The new flags relate to what happens when multiple threads are waiting on the
same set of file descriptors (i.e. sleeping on the same epoll FD passed as the
first parameter to epoll_wait(), or having the same client FD in multiple
epoll sets -- sorry I'm not sure which way around it is).

Previously the kernel had no support for waking exactly one thread to handle
one event, so if there was a single set shared among a bunch of sleeping
tasks, all tasks would be scheduled, causing (presumably) synchronization
contention on the kernel's internal structures. The new mode ensures only a
single task is woken up for an event on a single FD, even when multiple tasks
are waiting on it.

------
nailer
This is a lovely article, but:

> The fundamental basis of any Unix application is the thread or process.
> (From the Linux OS perspective, threads and processes are mostly identical;
> the major difference is the degree to which they share memory.)

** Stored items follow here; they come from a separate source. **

PR #1637, opened 2026-08-21
mdm: keep the declarations when no software update is available to enforce

np5:
## The problem

A software update enforcement in latest mode raised a `DeclarationError` if the server found no software update for the device. The paths that build the declaration manifest do not catch this exception. Therefore the server sent a 500 response.

These are the results for a device that runs an OS version above the maximum target OS version:

| Request | Before | After |
|---|---|---|
| `PUT /checkin`, endpoint `tokens` | 500 | 200 |
| `PUT /checkin`, endpoint `declaration-items` | 500 | 200 |
| `PUT /connect` | 500 | 200 |

The 500 response on `/connect` is the most severe result. The function `_trigger_declarative_management_sync` is the fourth step in the chain of `get_next_command_response`. The exception occurred before these steps:

- the installation of the artifacts
- FileVault
- the recovery password
- the DEP account configuration
- the extra inventory

Thus one enforcement that the server cannot resolve removed the device from management.

Two conditions cause the problem. Both conditions are common:

1. The OS version of the device is above the maximum target OS version. A user updated the device, or the device came with a higher version. For example, the maximum target OS version is `26`, and the device runs `26.3`.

It's better to be specific in performance discussions, rather than use
'thread' and 'process' interchangeably.

As well as the article mentioned about memory sharing, threads (which are
called Lightweight Processes, or LWPs, in Linux 'ps') are granular.

    
    
        ps -eLf
    

NWLP in the command above is 'number of lightweight processes', ie number of
threads.

Processes are not granular: they're one or many threads. IIRC it can be
beneficial to assign threads of the same process to the same physical core or
same die for cache affinity. There's all kind of performance stuff where
'threads' and 'processes' do not mean the same thing. Being specific is rad.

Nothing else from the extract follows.